Exposure to PFAS through inhalation and ingestion has been linked to a number of health concerns, including decreased effectiveness of vaccines in children, cancers and high cholesterol, according to the U.S. Centers for Disease Control and Prevention. But few studies have looked at potential PFAS exposures among kids and teens from the products they interact with. So, Laurel Schaider and colleagues wanted to see whether these compounds were present in apparel, bedding and furnishings that are marketed to children or expected to be used by them.

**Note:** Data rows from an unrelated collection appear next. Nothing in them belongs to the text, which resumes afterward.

PR #485, opened 2016-10-17
for...in loops must check for hasOwnProperty

Alkarex:
`for...in` is dangerous in JavaScript. When used, one must use the hasOwnProperty() test:

https://developer.mozilla.org/en-US/docs/Web/JavaScript/Reference/Statements/for...in#Iterating_over_own_properties_only

Example: kafka-node kept crashing when used together with another library that defined a polyfill for `Object.values()` https://developer.mozilla.org/en-US/docs/Web/JavaScript/Reference/Global_Objects/Object/values:

``` javascript
if (!Object.values) {
    Object.prototype.values = function (obj) {
        return Object.keys(obj).map(function (key) {
            return obj[key];
        });
    };
}
```

All the `for .. in` loops in kafka-node would iterate over an additional property `values`, which will then make kafka-node to crash.

Note: I tried to run the tests as documented (including installing Docker), but the procedure did not seem to immediately work on Ubuntu 16.04; so I count on Travis...

### DIFF
--- a/lib/assignment/range.js
+++ b/lib/assignment/range.js
@@ -14,6 +14,9 @@ function assignRange (topicPartition, groupMembers, callback) {
 
   const topicMemberMap = topicToMemberMap(groupMembers);
   for (var topic in topicMemberMap) {
+    if (!topicMemberMap.hasOwnProperty(topic)) {
+      continue;
+    }
     debug('For topic %s', topic);
     topicMemberMap[topic].sort();
     debug('   members: ', topicMemberMap[topic]);
--- a/lib/client.js
+++ b/lib/client.js
@@ -524,6 +524,9 @@ Client.prototype.sendToBroker = function (payloads, encoder, decoder, cb) {
     cb = wrap(payloads, cb);
   }
   for (var leader in payloads) {
+    if (!payloads.hasOwnProperty(leader)) {
+      continue;
+    }
     var correlationId = this.nextId();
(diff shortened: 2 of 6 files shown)


hyperlink:
Hi, thanks for the PR.

Curiously, what library implements their polyfill like that? The polyfill links seems to have method set on `Object` instead of `Object.prototype` which seems awfully dangerous.

lib/assignment/range.js
```diff
@@ -14,6 +14,9 @@ function assignRange (topicPartition, groupMembers, callback) {
 
   const topicMemberMap = topicToMemberMap(groupMembers);
   for (var topic in topicMemberMap) {
+    if (!topicMemberMap.hasOwnProperty(topic)) {
```
hyperlink: We can avoid this check if we update `topicMemberMap` instead and used `Object.create(null)` as the initiator to the `_.reduce`.

Alkarex: I have applied the same fix everywhere, but it can probably be optimized in some cases

Alkarex:
@hyperlink It was an internal, non-public library, which I have also updated, so it is fixed on both sides :-)

lib/assignment/range.js
hyperlink: for those other cases I think using lodash's `_.forOwn` might be cleaner.

hyperlink:
Thanks for your contribution!

PR #492, opened 2016-10-24
Kafka topics should not contain special characters

codeforgeek:
This is my observation while playing with createTopics function. I later realised that topic names which I am creating contains special characters such as :,// etc which is causing the issue. I tried without them and it works. It does work with other number and string combinations so no test required for that.

Hope this PR is help.

### DIFF
--- a/lib/client.js
+++ b/lib/client.js
@@ -357,7 +357,7 @@ Client.prototype.createTopics = function (topics, isAsync, cb) {
   if (typeof isAsync === 'function' && typeof cb === 'undefined') {
     cb = isAsync;
     isAsync = true;
-  }  
+  }
   var validTopics = true;
   Object.keys(topics).map(function (elem) {
     if (!isValid(topics[elem])) {
@@ -365,7 +365,7 @@ Client.prototype.createTopics = function (topics, isAsync, cb) {
     }
   });
 
-  if(!validTopics) {
+  if (!validTopics) {
     return cb(null, 'Some topics contains special characters, please remove them');
   }
   var self = this;
--- a/lib/client.js
+++ b/lib/client.js
@@ -356,11 +356,8 @@ Client.prototype.createTopics = function (topics, isAsync, cb) {
     cb = isAsync;
     isAsync = true;
   }
-  
   validateKafkaTopics(topics);
-  
   var self = this;
-
   // first, load metadata to create topics
   this.loadMetadataForTopics(topics, function (err, resp) {
     if (err) return cb(err);
--- a/lib/client.js
+++ b/lib/client.js
@@ -20,7 +20,7 @@ var Zookeeper = zk.Zookeeper;
 var url = require('url');
 var debug = require('debug')('kafka-node:Client');
 var validateConfig = require('./utils').validateConfig;
-var validateKafkaTopics = require('./utils').validateCreateTopics;
+var validateKafkaTopics = require('./utils').validateTopicNames;
 
 /**
  * Communicates with kafka brokers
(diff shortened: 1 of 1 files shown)


lib/client.js
```diff
@@ -349,12 +349,25 @@ Client.prototype.loadMetadataForTopics = function (topics, cb) {
...
   }
+  var validTopics = true;
+  Object.keys(topics).map(function (elem) {
+    if (!isValid(topics[elem])) {
+      validTopics = false;
+    }
+  });
+
+  if (!validTopics) {
+    return cb(null, 'Some topics contains special characters, please remove them');
```
hyperlink: Lets continue with the error first style and call the callback with a new `Error` as the first argument.

lib/client.js
```diff
@@ -349,12 +349,25 @@ Client.prototype.loadMetadataForTopics = function (topics, cb) {
...
+    return !/[~`!#$%\^&*+=\-\[\]\\';,/{}|\\":<>\?]/g.test(str);
+  }
   topics = typeof topics === 'string' ? [topics] : topics;
 
   if (typeof isAsync === 'function' && typeof cb === 'undefined') {
     cb = isAsync;
     isAsync = true;
   }
+  var validTopics = true;
+  Object.keys(topics).map(function (elem) {
```
hyperlink: `Array.some` could be used here and may not need to iterate through the entire list.

lib/client.js
```diff
@@ -349,12 +349,25 @@ Client.prototype.loadMetadataForTopics = function (topics, cb) {
 };
 
 Client.prototype.createTopics = function (topics, isAsync, cb) {
+  function isValid (str) {
```
codeforgeek: Sure. Make sense.

lib/client.js
codeforgeek: Good one (Y)

lib/client.js
codeforgeek: Cool.

codeforgeek:
@hyperlink I did made the change and created a function in utils. To pass this build, you need to merge the pull no 17.  Sorry for confusion.

lib/client.js
```diff
@@ -355,8 +356,8 @@ Client.prototype.createTopics = function (topics, isAsync, cb) {
     cb = isAsync;
     isAsync = true;
   }
+  validateKafkaTopics(topics);
```
hyperlink: Just realized something. if this fails validation and `isAsync` is true then user will never be notified of the error through the callback. I think we should change this to account for that case.

codeforgeek: I used Error() object with throw keyword in the `validateKafkaTopics ` topics function. So even though isAsync is true, error will be thrown.

hyperlink: When users call it as async method they will expect to catch errors in the callback. So this will end up being an uncaught exception which is unexpected. We should wrap it in a try catch and if it's `isAsync` is true call the callback with the error otherwise throw it again.

codeforgeek: Cool. Make sense. Updating it.

lib/client.js
```diff
@@ -356,7 +356,12 @@ Client.prototype.createTopics = function (topics, isAsync, cb) {
     cb = isAsync;
     isAsync = true;
   }
-  validateKafkaTopics(topics);
+  try {
+    validateKafkaTopics(topics);
+  } catch (e) {
+    if (isAsync) return cb(e);
+    throw new e;
```
hyperlink: `validateTopicNames` throws a new instance so there's no need to `new` the error here. Looks good otherwise.

hyperlink:
Thanks.

PR #58, opened 2022-10-27
Make figure images not blurry in docs

nvaytet:
Left: after, Right: before
Screenshot at 2022-10-27 10-06-48

### DIFF
--- a/src/plopp/graphics/canvas.py
+++ b/src/plopp/graphics/canvas.py
@@ -71,14 +71,7 @@ class Canvas:
 
     def to_image(self):
         from ipywidgets import Image
-        bounds = self.fig.get_tightbbox(self.fig.canvas.get_renderer()).bounds
-        width = bounds[2] - bounds[0]
-        height = bounds[3] - bounds[1]
-        dpi = self.fig.get_dpi()
-        return Image(value=fig_to_bytes(self.fig),
-                     width=width * dpi,
-                     height=height * dpi,
-                     format='png')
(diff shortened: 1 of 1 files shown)


src/plopp/graphics/canvas.py
```diff
@@ -71,14 +71,7 @@ def __init__(self,
...
         from ipywidgets import Image
-        bounds = self.fig.get_tightbbox(self.fig.canvas.get_renderer()).bounds
-        width = bounds[2] - bounds[0]
-        height = bounds[3] - bounds[1]
-        dpi = self.fig.get_dpi()
-        return Image(value=fig_to_bytes(self.fig),
-                     width=width * dpi,
-                     height=height * dpi,
-                     format='png')
+        return Image(value=fig_to_bytes(self.fig), format='png')
```
SimonHeybrock, line 74: Why is this affecting interactive plots with widgets?

nvaytet: It isn't. Those are screenshots from the docs. By default, we just have svg figures in the docs.
However, when a notebook requires the `%matplotlib widget` backend to work (if a user downloads the notebook for example), the interactive figure won't render alongside the other widgets in sphinx.

We therefore have to convert it to a widget image, and place that in the widget containers. See [here](https://github.com/scipp/plopp/blob/main/src/plopp/graphics/interactive.py#L36) for example.

SimonHeybrock (approved):

PR #64, opened 2022-10-31
Fix ax arguments

### LINKED ISSUE #63: ax arg in 2d plots is broken
```python
fig, ax = plt.subplots(1, 1)
pp.plot(sc.DataArray(sc.zeros(sizes={'x': 10, 'y': 10})), ax=ax)
```
raises
```

File ~/Software/mambaforge/envs/uncertain/lib/python3.8/site-packages/plopp/graphics/mesh.py:100, in Mesh.__init__(self, canvas, data, shading, rasterized, **kwargs)
     94 self._mesh = None
     96 x, y, z = _from_data_array_to_pcolormesh(data=self._data.data,
     97                                          coords=bin_edge_coords,
     98                                          dim_1d=self._dim_1d,
     99                                          dim_2d=self._dim_2d)
--> 100 self._mesh = self._ax.pcolormesh(x.values,
    101                                  y.values,
    102                                  z.values,
    103                                  shading=shading,
    104                                  rasterized=rasterized,
    105                                  **kwargs)
    106 self._mesh.set_array(None)
    108 for xy, var in string_labels.items():

TypeError: inner() got multiple values for argument 'ax'
```

nvaytet:
Fix #63 

Note that I have used `Any` for the axes types in `Figure1d` and `Figure2d`, to hide any Matplotlib details from the figures.
Could change to `matplotlib.pyplot.Axes` if we think that is better.


jl-wynen:
The spacing seems to be wrong:
ax-arg

Note that I need to use
```python
%matplotlib widget
plt.ioff()
```
because otherwise, I get 2 plots. This is not the case without the `ax` argument.

nvaytet:
> Note that I need to use
%matplotlib widget
plt.ioff()
because otherwise, I get 2 plots. This is not the case without the ax argument.

Yes, that is expected because matplotlib does its own thing. So as soon as you call `plt.subplots()`, it will show you the axes after the code cell. Then, because the last thing in the cell is the call to `plot`, it will also display the repr of the figure.
You can also do
```Py
fig, ax = plt.subplots()
p = pp.plot(..., ax=ax)
```
and you will only have one figure.

nvaytet:
> The spacing seems to be wrong:

I'm not too sure what to do in this particular case. If someone has carefully made some axes, and then sends them to me, I don't really want to modify them (meaning I don't want to resize them).

Matplotlib's default behaviour is that if you give it some axes, and then ask for a colorbar, it will reduce the width of the axes you supplied to make space for the colorbar. What I did here was to just add the colorbar to the right, without modifying the input axes. I don't really know what is better. My choice works ok with static figures, but yes, it clips the tick labels on the colorbar with the widget backend.

Screenshot at 2022-11-01 15-06-08

If I then save the figure from the widget backend to file, the figure looks fine, no clipping. So the issue is how `ipympl` determines the bounding box of the figure.

nvaytet:
I am now resizing existing axes and also added an argument to control the width of the colorbar.
Screenshot at 2022-11-01 15-42-04

jl-wynen:
Maybe tangential, but `tight_layout` does not work. Note the warning.

tight

nvaytet:
@jl-wynen I changed strategy for making the colorbar axes. Can you have another look?

jl-wynen (approved):
Works in my tests, including `tight_layout`. And it even looks simpler than the old solution :+1:

PR #68, opened 2022-11-01
Fix vmin vmax in 1d figures

### LINKED ISSUE #62: vmin and vmax not working on 1d plots

nvaytet:
Fix #62 

Screenshot at 2022-11-01 17-18-20

### DIFF
--- a/src/plopp/graphics/canvas.py
+++ b/src/plopp/graphics/canvas.py
@@ -138,8 +138,6 @@ class Canvas:
                 self._xmax = max(self._xmax, right.value)
                 self._ymin = min(self._ymin, bottom.value)
                 self._ymax = max(self._ymax, top.value)
-        # TODO: if searching for limits becomes a performance issue, user specified
-        # y-axis limits via vmin/vmax could be taken into account to speed things up.
         if self._user_vmin is not None:
             assert self._user_vmin.unit == self.yunit
             self._ymin = self._user_vmin.value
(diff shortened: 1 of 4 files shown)


src/plopp/graphics/canvas.py
```diff
@@ -136,6 +138,14 @@ def autoscale(self, draw: bool = True):
                 self._xmax = max(self._xmax, right.value)
                 self._ymin = min(self._ymin, bottom.value)
                 self._ymax = max(self._ymax, top.value)
+        # TODO: if searching for limits becomes a performance issue, user specified
+        # y-axis limits via vmin/vmax could be taken into account to speed things up.
```
SimonHeybrock, line 142: Where would you expect a performance issue?

SimonHeybrock (approved):

src/plopp/graphics/canvas.py
nvaytet: My thinking is that in the code above those lines, we do a search on all the lines and collections in the plot for the bounds.
If there are many lines, or if the lines have many points or the collections many patches, this search could get quite slow (this is independent of the changes in this PR).

If the user specifies vmin and vmax for example, this search could just be skipped because we overwrite the values anyway. I'll make the comment clearer.

nvaytet: Although that only works for the y-axis limits, and we still need to autoscale for the x-axis...

nvaytet: I'll just remove the comment I think.

PR #79, opened 2022-11-08
Fix conversion to bin edges for ints

nvaytet:


src/plopp/core/utils.py
```diff
@@ -29,6 +29,8 @@ def coord_as_bin_edges(da: sc.DataArray, key: str, dim: str = None) -> sc.Variab
         x = sc.arange(dim, float(x.shape[0]), unit=x.unit)
     if da.meta.is_edges(key, dim=dim):
         return x
+    if x.dtype == int:
+        x = x.to(dtype='float64')
```
SimonHeybrock, line 33: It would be nice to keep axis tic labels as integers if the input is, does this influence this?

nvaytet: Matplotlib convertes everything to float and also adds ticks in-between the integers if it decides it needs more ticks.
I don't think it's worth trying to fix.
Screenshot at 2022-11-08 10-17-15

src/plopp/core/utils.py
```diff
@@ -29,6 +29,8 @@ def coord_as_bin_edges(da: sc.DataArray, key: str, dim: str = None) -> sc.Variab
         x = sc.arange(dim, float(x.shape[0]), unit=x.unit)
     if da.meta.is_edges(key, dim=dim):
         return x
+    if x.dtype == int:
```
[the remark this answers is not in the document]
nvaytet: Just checked, it doesn't work for int32. Nice catch

SimonHeybrock (approved):

PR #80, opened 2022-11-08
Switch to PNG repr for static figure when there are too many markers in plot

### LINKED ISSUE #78: Data size limits and SVG output
Consider
```python
import scipp as sc
import plopp

data = sc.ones(dims=['x'], shape=[240_000])
sc.plot(data)
plopp.plot(data)
```
Scipp plots reasonably quickly, but the Plopp plot takes much longer to show, and even creates lag in the notebook after creation. I think the plotting itself is not the culprit, but the actual display in the notebook.

We could reduce the limit until which we can plot, but since it may "just" be a problem with the SVG output, we may consider switching to PNG for large data, or at least provide an option/recommendation?

nvaytet:
Use a switch to a PNG repr if there are too many points or lines drawn on the figure, as rendering the full SVG slows down the notebook.
One can forcibly request a format by using
```Py
pp.plot(da, form='svg')
```

Fix #78

### DIFF
--- a/src/plopp/graphics/fig1d.py
+++ b/src/plopp/graphics/fig1d.py
@@ -48,6 +48,10 @@ class Figure1d(BaseFig):
     ax:
         If supplied, use these axes to create the figure. If none are supplied, the
         canvas will create its own axes.
+    form:
+        Format of the figure displayed in the Jupyter notebook. If ``None``, a SVG is
+        created as long as the number of markers in the figure is not too large. If too
+        many markers are drawn, a PNG image is created instead.
     **kwargs:
         All other kwargs are forwarded to Matplotlib:
 
@@ -69,6 +73,7 @@ class Figure1d(BaseFig):
                  title: str = None,
                  figsize: Tuple[float, float] = (6., 4.),
                  ax: Any = None,
+                 form: Literal['svg', 'png'] = None,
                  **kwargs):
 
         super().__init__(*nodes)
@@ -77,6 +82,7 @@ class Figure1d(BaseFig):
         self._errorbars = errorbars
         self._mask_color = mask_color
         self._kwargs = kwargs
+        self._repr_format = form
         self.canvas = Canvas(cbar=False,
                              aspect=aspect,
                              grid=grid,
--- a/src/plopp/graphics/fig1d.py
+++ b/src/plopp/graphics/fig1d.py
@@ -7,7 +7,7 @@ from .canvas import Canvas
 from .line import Line
 
 import scipp as sc
-from typing import Any, Dict, Literal, Tuple, Union
+from typing import Any, Dict, Literal, Optional, Tuple, Union
 
 
 class Figure1d(BaseFig):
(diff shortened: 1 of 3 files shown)


src/plopp/graphics/fig1d.py
```diff
@@ -48,6 +48,10 @@ class Figure1d(BaseFig):
     ax:
         If supplied, use these axes to create the figure. If none are supplied, the
         canvas will create its own axes.
+    form:
```
SimonHeybrock, line 51:
```suggestion
    format:
```
would be much easier to remember, as it matches the `savefig` param name

src/plopp/graphics/fig1d.py
```diff
@@ -69,6 +73,7 @@ def __init__(self,
                  title: str = None,
                  figsize: Tuple[float, float] = (6., 4.),
                  ax: Any = None,
+                 form: Literal['svg', 'png'] = None,
```
SimonHeybrock, line 76:
```suggestion
                 form: Optional[Literal['svg', 'png']] = None,
```
?

src/plopp/graphics/fig2d.py
```diff
@@ -57,6 +57,10 @@ class Figure2d(BaseFig):
     cax:
         If supplied, use these axes for the colorbar. If none are supplied, and a
         colorbar is required, the canvas will create its own axes.
+    form:
```
SimonHeybrock, line 60:
```suggestion
    format:
```

src/plopp/graphics/fig2d.py
```diff
@@ -77,12 +81,14 @@ def __init__(self,
                  figsize: Tuple[float, float] = (6., 4.),
                  ax: Any = None,
                  cax: Any = None,
+                 form: Literal['svg', 'png'] = None,
```
SimonHeybrock, line 84: optional?

src/plopp/graphics/static.py
```diff
@@ -16,10 +27,16 @@ def _repr_mimebundle_(self, include=None, exclude=None) -> dict:
...
-            'image/svg+xml': fig_to_bytes(self.canvas.fig, form='svg').decode()
-        }
+        out = {'text/plain': 'Figure'}
+        if self._repr_format is not None:
+            repr_maker = REPR_MAP[self._repr_format.lower()]
+        else:
+            npoints = 0
+            for line in self.canvas.ax.lines:
+                npoints += len(line.get_xdata())
+            repr_maker = REPR_MAP['png' if (npoints > 60_000) else 'svg']
```
SimonHeybrock, line 37: Why 60k specifically? Is it fast below that?

SimonHeybrock (changes requested):

src/plopp/graphics/fig1d.py
nvaytet: I avoided format because it is a special name.
Screenshot at 2022-11-08 12-21-59

So doing `self._format = format` is not the best.
Thoughts?

SimonHeybrock: Personally I think it is fine, @jl-wynen?

src/plopp/graphics/static.py
nvaytet: Just trial and error on one machine. I don't have a good justification. Would probably be best to have something like "when the size of the svg output is more than the png bytes", but I don't really know how to predict that without first making both and comparing them, which seems counter-productive...

SimonHeybrock: 60k SVG elements seems a lot. Have you considered, e.g., 10k?

SimonHeybrock (approved):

The team’s data revealed that 54 of the 93 items surveyed contained fluorine, an indicator of PFAS. Of the fluorine-containing products, 18 had measurable levels of at least one PFAS. A total of 19 had precursor compounds that can be transformed into highly stable perfluoroalkyl acids when oxidized in the environment or the human body. PFAS and their precursors were only found in items specifically labeled with trademarks for water- or stain-resistance, or that used similar wording, such as “waterproof,” “stainproof” or “leak-proof.” Some of these products also had green certifications or claimed to be nontoxic. The team explains that these results were not surprising because many certification processes don’t include a check for PFAS, or they have higher acceptable limits than the levels found in this study. Overall, products marketed toward young consumers as water- or stain-resistant could contain PFAS, which the researchers say represents a nonessential use of these substances. They suggest that these substances be removed to protect children’s health.

The authors acknowledge funding from the Commonwealth of Massachusetts, the National Institute of Environmental Health Sciences of the National Institutes of Health and Silent Spring Institute.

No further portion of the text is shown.